It is a standard exercise (see Jech's "Set Theory" Exercise 13.8) to prove that ordinal addition and multiplication are $\Delta_1$ expressible functions. The proof for addition comes from noting that $\alpha+\beta$ is order isomorphic to the disjoint union $(\{1\}\times \alpha)\cup (\{2\}\times \beta)$ under the lexicographical order (and everything after the "order isomorphic" part is all $\Delta_0$ expressible). Similarly $\alpha\cdot \beta$ is order isomorphic to the direct product $\beta\times \alpha$ under the lexicographical order.

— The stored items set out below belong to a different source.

PR #909, opened 2022-02-14
improve DandiApiClient.__init__ docstring

### LINKED ISSUE #889: DandiAPIClient not working for staging
works as expected:

```python
client = DandiAPIClient()
client.get_dandiset("000055").get_metadata()
```

however this throws an error:

```python
client = DandiAPIClient("https://gui-staging.dandiarchive.org")
client.get_dandiset("101267").get_metadata()
```

```python
---------------------------------------------------------------------------
HTTPError                                 Traceback (most recent call last)
/opt/conda/lib/python3.8/site-packages/dandi/dandiapi.py in _get_data(self)
    636             try:
--> 637                 self._data = self.client.get(f"/dandisets/{self.identifier}/")
    638             except requests.HTTPError as e:

/opt/conda/lib/python3.8/site-packages/dandi/dandiapi.py in get(self, path, **kwargs)
    293         """
--> 294         return self.request("GET", path, **kwargs)
    295 

/opt/conda/lib/python3.8/site-packages/dandi/dandiapi.py in request(self, method, path, params, data, files, json, headers, json_resp, retry_statuses, **kwargs)
    265                 lgr.error("%s: %s", msg, result.text)
--> 266             raise requests.HTTPError(msg, response=result)
    267 

HTTPError: Error 404 while sending GET request to https://gui-staging.dandiarchive.org/dandisets/101267/

During handling of the above exception, another exception occurred:

NotFoundError                             Traceback (most recent call last)
/tmp/ipykernel_316/3875352354.py in <module>
      1 client = DandiAPIClient("https://gui-staging.dandiarchive.org")
----> 2 client.get_dandiset("101267").get_metadata()

/opt/conda/lib/python3.8/site-packages/dandi/dandiapi.py in get_metadata(self)
    848         `dandischema.models.Dandiset` instance
    849         """
--> 850         return models.Dandiset.parse_obj(self.get_raw_metadata())
    851 
    852     def get_raw_metadata(self) -> Dict[str, Any]:

/opt/conda/lib/python3.8/site-packages/dandi/dandiapi.py in get_raw_metadata(self)
    856         """
    857         try:
--> 858             return cast(Dict[str, Any], self.client.get(self.version_api_path))
    859         except requests.HTTPError as e:
    860             if e.response.status_code == 404:

/opt/conda/lib/python3.8/site-packages/dandi/dandiapi.py in version_api_path(self)
    729         Dandiset are made
    730         """
--> 731         return f"/dandisets/{self.identifier}/versions/{self.version_id}/"
    732 
    733     @property

/opt/conda/lib/python3.8/site-packages/dandi/dandiapi.py in version_id(self)
    647         """The identifier for the Dandiset version"""
    648         if self._version_id is None:
--> 649             self._version_id = self.version.identifier
    650         return self._version_id
    651 

/opt/conda/lib/python3.8/site-packages/dandi/dandiapi.py in version(self)
    655         if self._version is None:
    656             if self._version_id is None:
--> 657                 self._get_data()
    658             if self._data is not None:
    659                 for vattr in ["most_recent_published_version", "draft_version"]:

/opt/conda/lib/python3.8/site-packages/dandi/dandiapi.py in _get_data(self)
    638             except requests.HTTPError as e:
    639                 if e.response.status_code == 404:
--> 640                     raise NotFoundError(f"No such Dandiset: {self.identifier}")
    641                 else:
    642                     raise

NotFoundError: No such Dandiset: 101267
```

bendichter:
It was unclear to me what value I should use to use the staging instance. I propose this improvement to the init docstring

fix #889

### DIFF
--- a/dandi/dandiapi.py
+++ b/dandi/dandiapi.py
@@ -320,7 +320,7 @@ class DandiAPIClient(RESTFullAPIClient):
         """
         Construct a client instance.
 
-        :param str api_url: API URL.
+        :param str api_url: Base API URL of the server to interact with.
         - For DANDI production, use  ``"https://api.dandiarchive.org/api"``
         - For DANDI staging, use ``"https://api-staging.dandiarchive.org/api"``
         - If no URL is supplied, the value of the  :envvar:`DANDI_INSTANCE` environment
--- a/dandi/dandiapi.py
+++ b/dandi/dandiapi.py
@@ -323,7 +323,7 @@ class DandiAPIClient(RESTFullAPIClient):
         :param str api_url: Base API URL of the server to interact with.
         - For DANDI production, use  ``"https://api.dandiarchive.org/api"``
         - For DANDI staging, use ``"https://api-staging.dandiarchive.org/api"``
-        - If no URL is supplied, the value of the  :envvar:`DANDI_INSTANCE` environment
+        - If no URL is supplied, the value of the :envvar:`DANDI_INSTANCE` environment
         variable (or default ``"dandi"``) is passed into ``for_dandi_instance()``.
         :param str token: User API Key. Note that different instance APIs have different
         keys.
--- a/dandi/dandiapi.py
+++ b/dandi/dandiapi.py
@@ -323,8 +323,8 @@ class DandiAPIClient(RESTFullAPIClient):
         :param str api_url: Base API URL of the server to interact with.
         - For DANDI production, use  ``"https://api.dandiarchive.org/api"``
         - For DANDI staging, use ``"https://api-staging.dandiarchive.org/api"``
-        - If no URL is supplied, the value of the :envvar:`DANDI_INSTANCE` environment
-        variable (default value: ``"dandi"``) is passed into ``for_dandi_instance()``.
+        - If no URL is supplied, the URL is looked up in `known_instances` using the value of the  
+        :envvar:`DANDI_INSTANCE` environment variable (default value: ``"dandi"``).
         :param str token: User API Key. Note that different instance APIs have different
         keys.
         """
--- a/dandi/dandiapi.py
+++ b/dandi/dandiapi.py
@@ -320,15 +320,15 @@ class DandiAPIClient(RESTFullAPIClient):
         """
         Construct a client instance.
 
-        :param api_url: API URL. For DANDI production, use ``"dandi"``. For DANDI staging,
-        use ``"https://api-staging.dandiarchive.org/api"``. If no URL is supplied, the
-        value of the  :envvar:`DANDI_INSTANCE` environment variable is used. If that
-        variable is not defined, ``"dandi"`` is used by default.
-        :type method: str
-        :param token: User API Key. By default, uses :envvar:`DANDI_API_KEY`.
-        Note that different API instances have different keys.
-        :type method: str
+        :param str api_url: API URL.
+        - For DANDI production, use  ``"https://api.dandiarchive.org/api"``
+        - For DANDI staging, use ``"https://api-staging.dandiarchive.org/api"``
+        - If no URL is supplied, the value of the  :envvar:`DANDI_INSTANCE` environment
+        variable (or default ``"dandi"``) is passed into ``for_dandi_instance()``.
+        :param str token: User API Key. Note that different instance APIs have different
+        keys.
         """
+
         check_dandi_version()
         if api_url is None:
             instance_name = os.environ.get("DANDI_INSTANCE", "dandi")
--- a/dandi/dandiapi.py
+++ b/dandi/dandiapi.py
@@ -324,7 +324,7 @@ class DandiAPIClient(RESTFullAPIClient):
         - For DANDI production, use  ``"https://api.dandiarchive.org/api"``
         - For DANDI staging, use ``"https://api-staging.dandiarchive.org/api"``
         - If no URL is supplied, the value of the :envvar:`DANDI_INSTANCE` environment
-        variable (or default ``"dandi"``) is passed into ``for_dandi_instance()``.
+        variable (default value: ``"dandi"``) is passed into ``for_dandi_instance()``.
         :param str token: User API Key. Note that different instance APIs have different
         keys.
         """
--- a/dandi/dandiapi.py
+++ b/dandi/dandiapi.py
@@ -318,10 +318,16 @@ class DandiAPIClient(RESTFullAPIClient):
         self, api_url: Optional[str] = None, token: Optional[str] = None
     ) -> None:
         """
-        Construct a client instance from a server's base API URL and an
-        optional authentication token/API key.  If no URL is supplied, the URL
-        of the instance named in the :envvar:`DANDI_INSTANCE` environment
-        variable (default value: ``dandi``) is used.
+        Construct a client instance.
+
+        :param api_url: API URL. For DANDI production, use ``"dandi"``. For DANDI staging,
+        use ``"https://api-staging.dandiarchive.org/api"``. If no URL is supplied, the
+        value of the  :envvar:`DANDI_INSTANCE` environment variable is used. If that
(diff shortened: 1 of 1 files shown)


dandi/dandiapi.py
```diff
@@ -318,10 +318,16 @@ def __init__(
         self, api_url: Optional[str] = None, token: Optional[str] = None
     ) -> None:
         """
-        Construct a client instance from a server's base API URL and an
-        optional authentication token/API key.  If no URL is supplied, the URL
-        of the instance named in the :envvar:`DANDI_INSTANCE` environment
-        variable (default value: ``dandi``) is used.
+        Construct a client instance.
+
+        :param api_url: API URL. For DANDI production, use ``"dandi"``. For DANDI staging,
```
jwodder, line 323: *For DANDI production, use ``"dandi"``* — This is wrong.  For production, use `"https://api.dandiarchive.org/api"` or pass `"dandi"` to the `for_dandi_instance()` classmethod.

dandi/dandiapi.py
```diff
@@ -318,10 +318,16 @@ def __init__(
...
+        use ``"https://api-staging.dandiarchive.org/api"``. If no URL is supplied, the
+        value of the  :envvar:`DANDI_INSTANCE` environment variable is used. If that
+        variable is not defined, ``"dandi"`` is used by default.
+        :type method: str
+        :param token: User API Key. By default, uses :envvar:`DANDI_API_KEY`.
```
jwodder, line 328: "By default, uses :envvar:`DANDI_API_KEY`." — Incorrect.  By default, no key is used.

dandi/dandiapi.py
```diff
@@ -318,10 +318,16 @@ def __init__(
...
         """
-        Construct a client instance from a server's base API URL and an
-        optional authentication token/API key.  If no URL is supplied, the URL
-        of the instance named in the :envvar:`DANDI_INSTANCE` environment
-        variable (default value: ``dandi``) is used.
+        Construct a client instance.
+
+        :param api_url: API URL. For DANDI production, use ``"dandi"``. For DANDI staging,
+        use ``"https://api-staging.dandiarchive.org/api"``. If no URL is supplied, the
+        value of the  :envvar:`DANDI_INSTANCE` environment variable is used. If that
```
jwodder, line 325: "the value of the :envvar:`DANDI_INSTANCE` environment variable is used." — The value is not used directly; rather, the API URL of the instance whose name is stored in the envvar is used.

jwodder (changes requested):

dandi/dandiapi.py
bendichter: @jwodder oh, I see. How would you feel about adding:

```
if api_url in known_instances:
    api_url = known_instances[api_url].api
```

then the user can provide "dandi" , dandi-api-local-docker-tests, and "dandi-staging". I could see why you might not want this, since these are not "URL"s, but I feel like it is more user friendly, particularly if the API addresses change down the road. Maybe we could change the variable name from `api_url` to `api` so that it can accept the instance names without being mislabeled. My first preference would be to do this, which would be changing the API to the way I intuitively expected it to work, but if you don't think that's a good idea I think improving the docstring would be sufficient.

jwodder: No.  There's already a way to construct clients from instance names, and it's the `for_dandi_instance()` classmethod.

dandi/dandiapi.py
jwodder: It's not that different from the command line, as the command line only authenticates if there's a need to (i.e., if downloading an embargoed Dandiset or if uploading anything).  There are circumstances in which one would want to access the API without authenticating (e.g., in order to see only what's publicly available), and I believe it's better for a low-level constructor to default to not pulling things from the environment.  (I'd also prefer not honoring `DANDI_INSTANCE` here, but Yarik asked for it.)

bendichter: ok, fair enough

bendichter:
@jwodder how's this?

dandi/dandiapi.py
```diff
@@ -318,11 +318,17 @@ def __init__(
...
-        optional authentication token/API key.  If no URL is supplied, the URL
-        of the instance named in the :envvar:`DANDI_INSTANCE` environment
-        variable (default value: ``dandi``) is used.
+        Construct a client instance.
+
+        :param str api_url: API URL.
+        - For DANDI production, use  ``"https://api.dandiarchive.org/api"``
+        - For DANDI staging, use ``"https://api-staging.dandiarchive.org/api"``
+        - If no URL is supplied, the value of the  :envvar:`DANDI_INSTANCE` environment
+        variable (or default ``"dandi"``) is passed into ``for_dandi_instance()``.
```
jwodder, line 327: "is passed into ``for_dandi_instance()``" — I don't like this, as it's technically inaccurate.  How about "is used as the name of the API instance à la `for_dandi_instance()`"?

dandi/dandiapi.py
```diff
@@ -318,11 +318,17 @@ def __init__(
...
-        Construct a client instance from a server's base API URL and an
-        optional authentication token/API key.  If no URL is supplied, the URL
-        of the instance named in the :envvar:`DANDI_INSTANCE` environment
-        variable (default value: ``dandi``) is used.
+        Construct a client instance.
+
+        :param str api_url: API URL.
+        - For DANDI production, use  ``"https://api.dandiarchive.org/api"``
+        - For DANDI staging, use ``"https://api-staging.dandiarchive.org/api"``
+        - If no URL is supplied, the value of the  :envvar:`DANDI_INSTANCE` environment
```
jwodder, line 326:
```suggestion
        - If no URL is supplied, the value of the :envvar:`DANDI_INSTANCE` environment
```

dandi/dandiapi.py
jwodder, line 327:
```suggestion
        variable (default value: ``"dandi"``) is passed into ``for_dandi_instance()``.
```

dandi/dandiapi.py
```diff
@@ -318,11 +318,17 @@ def __init__(
...
-        optional authentication token/API key.  If no URL is supplied, the URL
-        of the instance named in the :envvar:`DANDI_INSTANCE` environment
-        variable (default value: ``dandi``) is used.
+        Construct a client instance.
+
+        :param str api_url: Base API URL of the server to interact with.
+        - For DANDI production, use  ``"https://api.dandiarchive.org/api"``
+        - For DANDI staging, use ``"https://api-staging.dandiarchive.org/api"``
+        - If no URL is supplied, the value of the :envvar:`DANDI_INSTANCE` environment
+        variable (default value: ``"dandi"``) is passed into ``for_dandi_instance()``.
```
bendichter, line 327:
```suggestion
        - If no URL is supplied, the URL is looked up in `known_instances` using the value of the  
        :envvar:`DANDI_INSTANCE` environment variable (default value: ``"dandi"``).
```

dandi/dandiapi.py
```diff
@@ -318,11 +318,17 @@ def __init__(
...
-        Construct a client instance from a server's base API URL and an
-        optional authentication token/API key.  If no URL is supplied, the URL
-        of the instance named in the :envvar:`DANDI_INSTANCE` environment
-        variable (default value: ``dandi``) is used.
+        Construct a client instance.
+
+        :param str api_url: Base API URL of the server to interact with.
+        - For DANDI production, use  ``"https://api.dandiarchive.org/api"``
+        - For DANDI staging, use ``"https://api-staging.dandiarchive.org/api"``
+        - If no URL is supplied, the URL is looked up in `known_instances` using the value of the
```
jwodder, line 326:
```suggestion
        - If no URL is supplied, the URL is looked up in `known_instances` using the value of the
```

bendichter:
@jwodder thanks for your help on this! I was clearly confused in a few places

jwodder (approved):

PR #910, opened 2022-02-15
Remove unused tqdm dependency

jwodder:
The only place tqdm is currently "used" is in a commented-out line in `dandi/organize.py`.


yarikoptic:
FTR: originally added (commented out) to organize in 262543749baf2885792bd2b8b7b564c9d01cf072 .

Thank you @jwodder, no need to drag it indeed.

PR #911, opened 2022-02-15
Specify Dandiset ID when creating a Zarr

jwodder:
For https://github.com/dandi/dandi-archive/pull/897

### DIFF
--- a/dandi/files.py
+++ b/dandi/files.py
@@ -797,7 +797,9 @@ class ZarrAsset(LocalDirectoryAsset[LocalZarrEntry]):
         yield {"status": "initiating upload"}
         lgr.debug("%s: Beginning upload", asset_path)
         bytes_uploaded = 0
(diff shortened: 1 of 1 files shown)


yarikoptic:
@dchiquito since CI is all green, should I assume that it is just safe to provide `dandiset_id` even now without that https://github.com/dandi/dandi-archive/pull/897 yet merged?

dchiquito:
The API server will indeed swallow any unused arguments silently, so passing integration tests are expected.
I personally think that specifying undefined parameters is undefined behavior, and ignoring them is a perfectly valid way of handling them. If you think otherwise feel free to file a dandi-archive issue

yarikoptic:
> If you think otherwise feel free to file a dandi-archive issue

done: https://github.com/dandi/dandi-archive/issues/900  Meanwhile, let's proceed with this PR.  I will not mark it for release for now -- let's see integration testing in dandi-archive to turn green!

PR #912, opened 2022-02-16
Use full asset path as name of Zarr object

jwodder:
See https://github.com/dandi/dandi-archive/pull/897#issuecomment-1041703701


yarikoptic:
ok, let's see if that would help dandi-archive anyhow. Thank you @jwodder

It was surprised to see that ordinal exponentiation was not listed in the exercise. After a serious google search, the only reference I could find was a wiki article that claimed ordinal exponentiation was indeed $\Delta_1$. I couldn't make the same argument work here, since the corresponding order structure for $\alpha^\beta$ is the set $\{f:\beta\to \alpha\,|\, f\text{ has finite support}\}$ and I couldn't find an easy way to express this set in a $\Sigma_1$ way.

Is ordinal exponentiation $\Sigma_1$? If so, how does the proof go? (Hopefully I didn't miss an easy argument!)

(This also raised the question in my mind of whether or not, given $X$, the set of finite subsets of $X$ is $\Sigma_1$. I'd like to know the answer to that as well.)

Added: If I didn't make any mistakes, ordinal exponentiation is $\Delta_1$ if and only if that finite support set above is $\Delta_1$ definable. Thus, in principle, there should be an easy way to get a $\Sigma_1$ definition of that set. This seems surprising to me.